Let a matrix $M\in\mathbb R^{m\times n}$ be given. Define $\vec 1 = [1, \ldots ,1]^T$ to be a vector of all ones (I don't specify its length since it will be clear from the context.)
Under what conditions on $M$ can we find $v\in\mathbb R^n$ and $w\in\mathbb R^m$ such that $(\ref{e})$ holds?
$$ M=w\vec 1 ^T + \vec 1v^T \label{e}\tag{1} $$
Under what conditions on $M$ will such $v$ and $w$ be unique?
My attempt: I tried assuming that some $x \in \text{ker}(w^T)$, then we'd have $$x^T M = x^T \vec 1 v^T$$ which doesn't seem to bring us any further.
Let's write $u$ instead of $1$. So you want $$ M = wu^t + u v^t $$ Well, let $s_i = e_1 - e_i$. Then $u^t s_i = 0$. So $$ \begin{align} Ms_i &= wu^ts_i + u v^t s_i\\ &= u v^t s_i \end{align} $$ Since $Ms_i$ is just the $i$th column of $M$ minus the first column of $M$, the left side's easy to understand.

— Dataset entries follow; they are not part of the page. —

PR #3104, opened 2026-09-11
fix(core): emit tool result events for user-denied HITL calls

CryoThrust:
### What problem does this PR solve?

When a user denies a permission-mode HITL tool call, the resumed run writes a DENIED ToolResultBlock to context but emits no ToolResultStartEvent/ToolResultTextDeltaEvent/ToolResultEndEvent. This leaves AG-UI and other event-driven consumers unable to observe the outcome. Rule-denied calls already emit the corresponding sequence.

### What changed

- Carry the persisted HITL reply id into confirmation-result application.
- Emit the same start → text delta → end sequence for user-denied calls, with `ToolResultState.DENIED`.
- Add an end-to-end regression test covering correlation, ordering, tool-call id, and denied state.

### Verification

- `mvn -pl agentscope-core -DskipTests -Dspotless.check.skip=false spotless:check`
- `mvn -pl agentscope-core -Dtest=ReActAgentHitlTest test` (14 tests passed)

Signed-off-by: Yohanes <CryoThrust@users.noreply.github.com>

### DIFF
--- a/agentscope-core/src/main/java/io/agentscope/core/ReActAgent.java
+++ b/agentscope-core/src/main/java/io/agentscope/core/ReActAgent.java
@@ -1913,7 +1913,7 @@ public class ReActAgent extends AgentBase implements AutoCloseable {
                 clearPendingRequestReplyId(Msg.METADATA_CONFIRM_REQUEST_REPLY_ID);
             }
 
-            applyConfirmResults(normalized);
+            applyConfirmResults(normalized, replyId);
         }
 
         /** Resolve the reply id for the pending HITL request stored on the last assistant message. */
@@ -1978,7 +1978,7 @@ public class ReActAgent extends AgentBase implements AutoCloseable {
          *       the tool will no longer be pending on resume.</li>
          * </ul>
          */
-        private void applyConfirmResults(List<ConfirmResult> results) {
+        private void applyConfirmResults(List<ConfirmResult> results, String replyId) {
             // Replace ASKING ToolUseBlocks with possibly-modified ones from the user, and
             // promote them to ALLOWED. Collect denied ones for separate handling.
             List<ToolUseBlock> deniedToolCalls = new ArrayList<>();
@@ -2011,6 +2011,22 @@ public class ReActAgent extends AgentBase implements AutoCloseable {
                         ToolResultMessageBuilder.buildToolResultMsg(
                                 deniedResult, denied, getName());
                 state.contextMutable().add(deniedMsg);
+                if (replyId != null && !replyId.isEmpty()) {
+                    publishEvent(
+                            new ToolResultStartEvent(replyId, denied.getId(), denied.getName()));
+                    publishEvent(
+                            new ToolResultTextDeltaEvent(
+                                    replyId,
+                                    denied.getId(),
+                                    denied.getName(),
+                                    "Permission denied by user"));
+                    publishEvent(
+                            new ToolResultEndEvent(
+                                    replyId,
+                                    denied.getId(),
+                                    denied.getName(),
+                                    ToolResultState.DENIED));
+                }
             }
         }
 
--- a/agentscope-core/src/test/java/io/agentscope/core/agent/ReActAgentHitlTest.java
+++ b/agentscope-core/src/test/java/io/agentscope/core/agent/ReActAgentHitlTest.java
@@ -26,6 +26,8 @@ import io.agentscope.core.event.ConfirmResult;
 import io.agentscope.core.event.RequestStopEvent;
 import io.agentscope.core.event.RequireUserConfirmEvent;
 import io.agentscope.core.event.ToolResultEndEvent;
+import io.agentscope.core.event.ToolResultStartEvent;
+import io.agentscope.core.event.ToolResultTextDeltaEvent;
 import io.agentscope.core.event.UserConfirmResultEvent;
 import io.agentscope.core.message.ContentBlock;
 import io.agentscope.core.message.GenerateReason;
@@ -328,6 +330,39 @@ class ReActAgentHitlTest {
         assertEquals(req.getReplyId(), confirm.getReplyId());
         assertEquals(1, confirm.getConfirmResults().size());
         assertEquals("tc1", confirm.getConfirmResults().get(0).getToolCall().getId());
+    }
+
+    @Test
+    void deniedResumeEmitsToolResultEventsCorrelatedToRequireEvent() {
+        ChatModelBase model =
+                new ScriptedModel(
+                        List.of(
+                                () -> Flux.just(toolUseResponse("tc1", "ask", "x")),
+                                () -> Flux.just(textResponse("done"))));
+        ReActAgent agent = buildAgent(model, toolkitWith(new AskingTool("ask")));
+
+        List<AgentEvent> pauseEvents = agent.streamEvents(List.of()).collectList().block();
+        assertNotNull(pauseEvents);
+        RequireUserConfirmEvent req =
+                (RequireUserConfirmEvent)
+                        pauseEvents.get(indexOf(pauseEvents, RequireUserConfirmEvent.class));
+
+        List<AgentEvent> resumeEvents =
+                agent.streamEvents(List.of(confirmMsg(false, req.getToolCalls().get(0))))
+                        .collectList()
+                        .block();
+        assertNotNull(resumeEvents);
+
+        int iStart = indexOf(resumeEvents, ToolResultStartEvent.class);
+        int iDelta = indexOf(resumeEvents, ToolResultTextDeltaEvent.class);
+        int iEnd = indexOf(resumeEvents, ToolResultEndEvent.class);
+        assertTrue(iStart >= 0, "denied resume must emit ToolResultStartEvent");
+        assertTrue(iDelta > iStart, "denied resume must emit a result delta");
+        assertTrue(iEnd > iDelta, "denied resume must emit ToolResultEndEvent");
+        ToolResultEndEvent end = (ToolResultEndEvent) resumeEvents.get(iEnd);
+        assertEquals(req.getReplyId(), end.getReplyId());
+        assertEquals("tc1", end.getToolCallId());
+        assertEquals(ToolResultState.DENIED, end.getState());
     }
 
     @Test


oss-maintainer (commented):
### Summary
Emitting the missing `ToolResultStartEvent` / `TextDeltaEvent` / `ToolResultEndEvent` triple for user-denied HITL tool calls is the right fix, it mirrors the existing rule-denied emission in `runToolBatch`, and it ships with a focused regression test. Left as COMMENT because two questions are open (blank-`replyId` no-op, and publishing events from a synchronous helper rather than the stream).

### Findings
- **[Warning]** `ReActAgent.java:2014` — the blank-`replyId` guard silently emits nothing, so the stuck-pending symptom survives for older persisted sessions.
- **[Warning]** `ReActAgent.java:1916` — events are published outside the reactive chain; please confirm subscriber ordering.
- **[Info]** `ReActAgent.java:2022` — duplicate literal for the denial reason.
- **[Info]** test — no coverage for the blank-replyId branch or the auto-denied path.

### Cross-PR Note
PR #3099 (also "emit permission-denied tool result events") overlaps heavily with this change and takes a different approach: it extracts a shared `deniedToolResultEvents(...)` helper, covers the auto-denied path, and mints a reply id when the correlation metadata is missing. Maintainers may want to land one of the two and fold the useful parts of the other in, rather than both.

---

agentscope-core/src/main/java/io/agentscope/core/ReActAgent.java
```diff
@@ -2011,6 +2011,22 @@ private void applyConfirmResults(List<ConfirmResult> results) {
                         ToolResultMessageBuilder.buildToolResultMsg(
                                 deniedResult, denied, getName());
                 state.contextMutable().add(deniedMsg);
+                if (replyId != null && !replyId.isEmpty()) {
```
oss-maintainer, line 2014: Skipping emission whenever `replyId` is blank leaves exactly the symptom this PR fixes: for an `ASKING` tool call persisted before the correlation metadata existed (or after `clearPendingRequestReplyId`), no `ToolResult*` events are published, so an AG-UI client still renders a permanently pending tool call. Could this path emit under a freshly minted reply id (as PR #3099 does) or at least log at warn level so the silent no-op is diagnosable?

agentscope-core/src/main/java/io/agentscope/core/ReActAgent.java
```diff
@@ -2011,6 +2011,22 @@ private void applyConfirmResults(List<ConfirmResult> results) {
...
+                    publishEvent(
+                            new ToolResultStartEvent(replyId, denied.getId(), denied.getName()));
+                    publishEvent(
+                            new ToolResultTextDeltaEvent(
+                                    replyId,
+                                    denied.getId(),
+                                    denied.getName(),
+                                    "Permission denied by user"));
```
oss-maintainer, line 2022: The reason string is now duplicated in two places (`ToolResultBlock.text(...)` above and this delta). If they ever drift, the message written to context and the one streamed to the client disagree. Worth extracting a `private static final String DENIED_BY_USER = "Permission denied by user";` and reusing it in both spots.

agentscope-core/src/main/java/io/agentscope/core/ReActAgent.java
```diff
@@ -1913,7 +1913,7 @@ private void validateAndAcceptConfirmResults(List<Msg> msgs, List<ToolUseBlock>
                 clearPendingRequestReplyId(Msg.METADATA_CONFIRM_REQUEST_REPLY_ID);
             }
 
-            applyConfirmResults(normalized);
+            applyConfirmResults(normalized, replyId);
```
oss-maintainer, line 1916: `applyConfirmResults` is a synchronous state-mutation helper, so these events are pushed through `publishEvent` while the *resume* call is still validating input, i.e. outside the reactive chain that emits `RequireUserConfirmEvent` / `RequestStopEvent`. Please confirm the ordering guarantees: a subscriber that starts collecting after `validateAndAcceptConfirmResults` returns (or a replay from persisted state) may never observe the denied triple. Returning `Flux<AgentEvent>` from the helper — as `runToolBatch` does — would keep emission inside the stream.

agentscope-core/src/test/java/io/agentscope/core/agent/ReActAgentHitlTest.java
```diff
@@ -330,6 +332,39 @@ void confirmedResumeEmitsUserConfirmResultEventCorrelatedToRequireEvent() {
         assertEquals("tc1", confirm.getConfirmResults().get(0).getToolCall().getId());
     }
 
+    @Test
```
oss-maintainer, line 335: Nice regression test. Two gaps worth covering: (1) resume without `METADATA_CONFIRM_REQUEST_REPLY_ID` (the blank-replyId branch, which today emits nothing), and (2) the rule-denied path — `writeAutoDeniedResults` still writes DENIED blocks without publishing events, so an auto-denied tool has the same stuck-pending symptom this PR addresses for user denials.

agentscope-core/src/main/java/io/agentscope/core/ReActAgent.java
```diff
@@ -2037,6 +2037,22 @@ private void applyConfirmResults(List<ConfirmResult> results) {
...
+                                    denied.getId(),
+                                    denied.getName(),
+                                    "Permission denied by user"));
+                    publishEvent(
+                            new ToolResultEndEvent(
+                                    replyId,
+                                    denied.getId(),
+                                    denied.getName(),
+                                    ToolResultState.DENIED));
+                }
```
oss-maintainer, line 2055: **[Performance / maintainability]** This is the third copy of the "synthesise a DENIED tool-result event triple" shape — `runToolBatch()` already builds the identical `ToolResultStartEvent` / `ToolResultTextDeltaEvent` / `ToolResultEndEvent` sequence for rule-denied calls (around `ReActAgent.java:3006-3021` on main), and the literal `"Permission denied by user"` is now duplicated with line 2033 of this file. Please extract one private helper (e.g. `Flux<AgentEvent> deniedToolResultEvents(String replyId, ToolUseBlock call, String reason)` or a small `publishDeniedToolResult(...)`), so the user-denied, rule-denied and any future deny path cannot drift apart in payload text or event ordering.

agentscope-core/src/main/java/io/agentscope/core/ReActAgent.java
```diff
@@ -2037,6 +2037,22 @@ private void applyConfirmResults(List<ConfirmResult> results) {
                         ToolResultMessageBuilder.buildToolResultMsg(
                                 deniedResult, denied, getName());
                 state.contextMutable().add(deniedMsg);
+                if (replyId != null && !replyId.isEmpty()) {
```
oss-maintainer, line 2040: **[Correctness]** The `replyId != null && !replyId.isEmpty()` guard is the only place in this file where event emission is skipped on a missing reply id, and the no-event branch has no test. Consequence of falling into it: the DENIED `ToolResultBlock` is written to context but the UI/AG-UI stream never sees a `ToolResultEndEvent`, which is exactly the desynchronisation this PR sets out to fix. Worth either (a) a test that pins the silent-resume behaviour, or (b) an explicit contract assertion that `replyId` is always non-null on this path (it comes from `resolvePendingRequestReplyId()` at the caller) so the guard can be dropped rather than left untested.

agentscope-core/src/main/java/io/agentscope/core/ReActAgent.java
```diff
@@ -2037,6 +2037,22 @@ private void applyConfirmResults(List<ConfirmResult> results) {
...
+                            new ToolResultStartEvent(replyId, denied.getId(), denied.getName()));
+                    publishEvent(
+                            new ToolResultTextDeltaEvent(
+                                    replyId,
+                                    denied.getId(),
+                                    denied.getName(),
+                                    "Permission denied by user"));
+                    publishEvent(
+                            new ToolResultEndEvent(
+                                    replyId,
```
oss-maintainer, line 2051: **[Compatibility]** Overloading `applyConfirmResults(List<ConfirmResult>)` rather than changing its signature would silently leave a future caller on the single-arg version and drop the events again; the javadoc block above ("write a DENIED ToolResultBlock to context so the tool will no longer be pending on resume") also does not mention that the method now publishes tool-result events as a side effect. Since there is exactly one call site (`validateAndAcceptConfirmResults`), consider changing the signature outright and extending that javadoc to state the event contract.

oss-maintainer (commented):
### Summary
Right fix for the right symptom: a user-denied HITL tool call previously wrote a DENIED `ToolResultBlock` into context without ever telling the event stream, so AG-UI style consumers were left with a tool call that started and never ended. Sourcing `replyId` from the pending confirm request and correlating start/delta/end with the same `toolCallId` + `ToolResultState.DENIED` is exactly the contract the rule-denied path already uses, and the new test pins the ordering and the correlation. CI green on `8fa232e`, CLA signed.

Caveat for the maintainers: this overlaps with PR #3099 ("fix: emit permission-denied tool result events"), which is currently in conflict with main — please land one of the two rather than both.

### Findings
- **[Warning]** `agentscope-core/.../ReActAgent.java:2040-2055` — third copy of the DENIED start/delta/end triple and of the `"Permission denied by user"` literal (`runToolBatch()` already does this for rule-denied calls); see inline comment on extracting one helper.
- **[Info]** `ReActAgent.java:2040` — the blank-`replyId` guard silently skips emission and no test covers it.
- **[Info]** `ReActAgent.java:2051` — overloaded signature + unchanged javadoc leave a hook for a future caller to drop the events.

Not approving — this is review feedback only; the merge decision stays with the maintainers.

---

agentscope-core/src/main/java/io/agentscope/core/ReActAgent.java
```diff
@@ -2038,6 +2038,22 @@ private void applyConfirmResults(List<ConfirmResult> results) {
...
                 state.contextMutable().add(deniedMsg);
+                if (replyId != null && !replyId.isEmpty()) {
+                    publishEvent(
+                            new ToolResultStartEvent(replyId, denied.getId(), denied.getName()));
+                    publishEvent(
+                            new ToolResultTextDeltaEvent(
+                                    replyId,
+                                    denied.getId(),
+                                    denied.getName(),
+                                    "Permission denied by user"));
```
oss-maintainer: The denial payload is now written twice: `ToolResultBlock.text("Permission denied by user")` for the context message above and this literal string for the emitted delta. `runToolBatch()` already repeats the same literal for the rule-denied path. Suggest a single source of truth, e.g. build the `ToolResultBlock denied` once and derive both the message and the delta text from `denied.getText()`, or extract a `DENIED_MESSAGE` constant — otherwise a future wording/localisation change will silently diverge between what the model sees in context and what the UI renders.

agentscope-core/src/main/java/io/agentscope/core/ReActAgent.java
```diff
@@ -2038,6 +2038,22 @@ private void applyConfirmResults(List<ConfirmResult> results) {
                         ToolResultMessageBuilder.buildToolResultMsg(
                                 deniedResult, denied, getName());
                 state.contextMutable().add(deniedMsg);
+                if (replyId != null && !replyId.isEmpty()) {
```
oss-maintainer: Silent degradation when `replyId` is blank: the DENIED result is still written to context, but no `ToolResultStart/Delta/End` events reach the client, so the UI keeps showing the tool call as pending forever. `replyId` comes from `resolvePendingRequestReplyId()`-style metadata lookup, which can legitimately return empty when the pending marker was already cleared. Suggest at least a `log.warn` in the `else` branch (and consider reusing `state.getReplyId()` as a fallback) so an operator can tell "denied but not rendered" apart from "never denied".

agentscope-core/src/main/java/io/agentscope/core/ReActAgent.java
```diff
@@ -2038,6 +2038,22 @@ private void applyConfirmResults(List<ConfirmResult> results) {
...
+                                    replyId,
+                                    denied.getId(),
+                                    denied.getName(),
+                                    "Permission denied by user"));
+                    publishEvent(
+                            new ToolResultEndEvent(
+                                    replyId,
+                                    denied.getId(),
+                                    denied.getName(),
+                                    ToolResultState.DENIED));
```
oss-maintainer: These events are pushed through `publishEvent()` (i.e. directly into the `FluxSink`) rather than being returned as part of the pipeline the way `runToolBatch()` returns its denied-event `Flux`. That works for `streamEvents`, but on a plain `call()` resume `eventSink`/`externalEventEmitter` are both null, so the three new calls are no-ops with no signal that the emission path was skipped. Returning the events from the resume pipeline (as `runToolBatch` does) would keep both call styles consistent and testable.

agentscope-core/src/test/java/io/agentscope/core/agent/ReActAgentHitlTest.java
```diff
@@ -330,6 +332,39 @@ void confirmedResumeEmitsUserConfirmResultEventCorrelatedToRequireEvent() {
...
+
+        List<AgentEvent> resumeEvents =
+                agent.streamEvents(List.of(confirmMsg(false, req.getToolCalls().get(0))))
+                        .collectList()
+                        .block();
+        assertNotNull(resumeEvents);
+
+        int iStart = indexOf(resumeEvents, ToolResultStartEvent.class);
+        int iDelta = indexOf(resumeEvents, ToolResultTextDeltaEvent.class);
+        int iEnd = indexOf(resumeEvents, ToolResultEndEvent.class);
```
oss-maintainer, line 402: `indexOf(resumeEvents, ToolResultEndEvent.class)` resolves the *first* `ToolResultEndEvent` of the resume stream. That happens to be the denied one here because the script fails the call immediately, but the assertion would silently pass on a wrong event if a resumed turn ever emits an earlier tool result. Asserting `resumeEvents.subList(iStart, iEnd + 1)` contains exactly one `ToolResultEndEvent` with `state == DENIED` would pin the ordering invariant this PR is about.

oss-maintainer (commented):
### Summary
Re-review after the new commits since the previous pass (`8fa232e4` → `4989dfdc`). The fix is on the right track: a user-denied HITL tool call now emits the same `ToolResultStart → TextDelta → End(DENIED)` triple that the rule-denied path in `runToolBatch` already produces, so AG-UI/frontends stop rendering the call as pending. The added test pins reply-id correlation and event ordering. Four follow-ups below, none blocking.

### Findings
- **[Warning]** `ReActAgent.java:2049` — denial text duplicated between context message and emitted delta
- **[Warning]** `ReActAgent.java:2041` — blank `replyId` silently drops all three events
- **[Info]** `ReActAgent.java:2055` — pushed via `publishEvent()` instead of returned in the pipeline, unlike `runToolBatch`
- **[Info]** `ReActAgentHitlTest.java:358` — ordering assertion resolves the *first* end event, not necessarily the denied one

### CLA
`license/cla` status was not found on head `4989dfdc`, so CLA state is unknown here — please confirm the bot check is green before merging; I am not approving while it is unresolved.

---

agentscope-core/src/main/java/io/agentscope/core/ReActAgent.java
```diff
@@ -1935,12 +1938,14 @@ private void validateAndAcceptConfirmResults(List<Msg> msgs, List<ToolUseBlock>
             }
 
             String replyId = resolvePendingRequestReplyId(Msg.METADATA_CONFIRM_REQUEST_REPLY_ID);
-            if (!replyId.isEmpty()) {
-                publishEvent(new UserConfirmResultEvent(replyId, normalized));
-                clearPendingRequestReplyId(Msg.METADATA_CONFIRM_REQUEST_REPLY_ID);
+            if (replyId.isEmpty()) {
+                replyId = UUID.randomUUID().toString().replace("-", "");
+                log.warn("Missing confirmation reply id; generated fallback {}", replyId);
```
oss-maintainer, line 1945: The fallback reply id is now generated for **every** confirm resume whose metadata is missing, not just denied ones. That is a visible behaviour change for streaming consumers: `UserConfirmResultEvent.replyId` will no longer match the `RequireUserConfirmEvent.replyId` they correlated on, so a strict correlation check fails (silently, with only a WARN in the agent log). Consider (a) gating the fallback so it only kicks in when there is something to emit (i.e. the denial path that needs an anchor), and (b) emitting a trace/metric counter here so we can see in production how often persisted HITL metadata actually goes missing — if it is never, the fallback is dead weight; if it is common, that points at a state-persistence bug worth its own issue.

agentscope-core/src/main/java/io/agentscope/core/ReActAgent.java
```diff
@@ -2031,16 +2037,29 @@ private void applyConfirmResults(List<ConfirmResult> results) {
...
                 Msg deniedMsg =
                         ToolResultMessageBuilder.buildToolResultMsg(
                                 deniedResult, denied, getName());
                 state.contextMutable().add(deniedMsg);
+                deniedToolResultEvents(denied, replyId, PERMISSION_DENIED_BY_USER)
+                        .forEach(this::publishEvent);
             }
         }
 
+        /** Build the complete DENIED tool-result lifecycle for any permission-denial path. */
```
oss-maintainer, line 2050: Nice consolidation of the previously triplicated literals — this removes the drift risk I flagged on the previous revision. One nit: the javadoc says "any permission-denial path" while `reason` is still passed in from two call sites with two different constants. That is fine; just make the contract explicit ("`reason` is the same text that is written into the DENIED `ToolResultBlock`"), so a future caller cannot pass a reason string that diverges from what the model sees in the context.

agentscope-core/src/test/java/io/agentscope/core/agent/ReActAgentHitlTest.java
```diff
@@ -330,6 +376,125 @@ void confirmedResumeEmitsUserConfirmResultEventCorrelatedToRequireEvent() {
...
+        assertTrue(iConfirm >= 0, "legacy resume must still emit UserConfirmResultEvent");
+        assertTrue(iStart > iConfirm, "denied resume must emit ToolResultStartEvent");
+        assertTrue(iDelta > iStart, "denied resume must emit a result delta");
+        assertTrue(iEnd > iDelta, "denied resume must emit ToolResultEndEvent");
+
+        UserConfirmResultEvent confirm = (UserConfirmResultEvent) resumeEvents.get(iConfirm);
+        ToolResultEndEvent end = (ToolResultEndEvent) resumeEvents.get(iEnd);
+        assertFalse(confirm.getReplyId().isBlank(), "fallback reply id must not be blank");
+        assertNotEquals(req.getReplyId(), confirm.getReplyId());
```
oss-maintainer, line 446: `assertNotEquals(req.getReplyId(), confirm.getReplyId())` locks in the fallback behaviour as intended, but nothing in this test asserts what a *consumer* should do with two different ids. If the intent is "a fallback id is uncorrelated but self-consistent across the confirm + tool-result triple", it is worth asserting that the paired `RequireUserConfirmEvent`/`ToolResultEndEvent` stream from a *first* call still uses a single id — i.e. that this only regresses the legacy/metadata-lost case and never the normal case.

agentscope-core/src/test/java/io/agentscope/core/agent/ReActAgentHitlTest.java
```diff
@@ -173,6 +177,35 @@ public Mono<ToolResultBlock> callAsync(ToolCallParam param) {
         }
     }
 
+    private static final class DenyingTool extends ToolBase {
+        DenyingTool(String name) {
```
oss-maintainer, line 181: `DenyingTool` passes eight positional constructor args (`false, true, false, null, false, false`) to `ToolBase`. If `ToolBase`'s constructor is a boolean-heavy internal API, a small static factory or a builder in the test would keep this readable when flags are added. Also consider naming it `RuleDeniedTool` — "denying" is ambiguous against the user-denied case this PR is about, since this fixture exercises the *rules* path.

oss-maintainer (commented):
### Summary
Re-review after the new commits (`f3ab33c7` → `0ec18615`). All four points from the previous review were addressed: the denial literals are now single-sourced through `PERMISSION_DENIED_BY_USER` / `PERMISSION_DENIED_BY_RULES`, a blank `replyId` no longer silently drops the event triple, the rule-denied path in `actingStream` emits the DENIED lifecycle before `RequireUserConfirmEvent`, and the tests assert the ordered `Start → TextDelta → End(DENIED)` triple instead of "the first `ToolResultEndEvent`". The shared `deniedToolResultEvents(...)` helper is the right shape — it is now the single place the rules path, the HITL-denial path and the mixed-batch path converge on.

Not approving only because two non-blocking items are worth a decision before merge (details inline):
- **The missing-`replyId` fallback now fires for approved resumes too**, so `UserConfirmResultEvent.replyId` can differ from the `RequireUserConfirmEvent.replyId` a client correlated on. Worth an explicit call on whether that is intended contract or a safety net that should be narrowed to the emit path that needs it.
- **The sibling `METADATA_EXTERNAL_EXECUTION_REQUEST_REPLY_ID` path is untouched** and still drops `ExternalExecutionResultEvent` silently on a blank reply id — the same class of bug this PR fixes.

CLA is signed (`license/cla=success` on `0ec18615`), so these are advisory, not blockers.

---

- **[WARNING]** `agentscope-core/src/main/java/io/agentscope/core/ReActAgent.java:2306` — Asymmetry left behind: the sibling external-execution path still silently swallows `ExternalExecutionResultEvent` when `replyId` is empty, exactly the failure mode this PR fixes for the confirm path. If a resume with missing metadata is reachable here too, the caller's UI keeps the pending external call in limbo with no signal at all. Either reuse the same fallback (extract `resolvePendingRequestReplyId` + fallback into one helper used by both call sites) or state in the PR description why the confirm path is special. _(line outside diff)_

jujn (approved):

On the right, $v^t s_i$ is just $q = v_i - v_1$. You multiply that by $u$ and you get a column of $q$s.
In short:
If there's a solution, then the difference between the $i$th column of $M$ and the first column should be a column of constants. (Same thing applies to rows).
Now you've got all the differences $v_i - v_1$ and $w_i - w_1$; how can you find the actual $v$ and $w$ vectors (if they exist)? That's a little messy. Once you know $v_1$, everything else is simple, for $v_2$ is just $(v_2 - v_1)$, which you've computed, added to $v_1$; the same goes for all the other entries of $v$. And $m_{11} = v_1 + w_1$, so you can find $w_1 = v_1 - m_11$.
The problem is that if $v = au$ and $w = bu$, then $v' = (a+b)u, w' = 0$ is another solution to the problem, i.e., in certain cases, there may not be a single solution, but rather infinitely many solutions.
Wait...in general, you can add $au$ to $v$ and subtract $au$ from $w$ to get a new solution! So if there's a solution, there are infinitely many solutions. And one of them has $v_1 = 0$.
So here goes, in simple form:
If all column-differences and all row-differences are constant vectors, there's a solution. If not, there isn't.
In the first case, you can compute a solution $v, w$ as follows:
$$ v_1 = 0\\ v_2 = m_{12}\\ \ldots \\ v_n = m_{1,n} $$ That gets you $v$. Now $$ w_1 = m_{11}\\ w_2 = m_{21}-m_{11}\\ \ldots w_n = m_{n,1} - m_{11} $$ And I think that's it!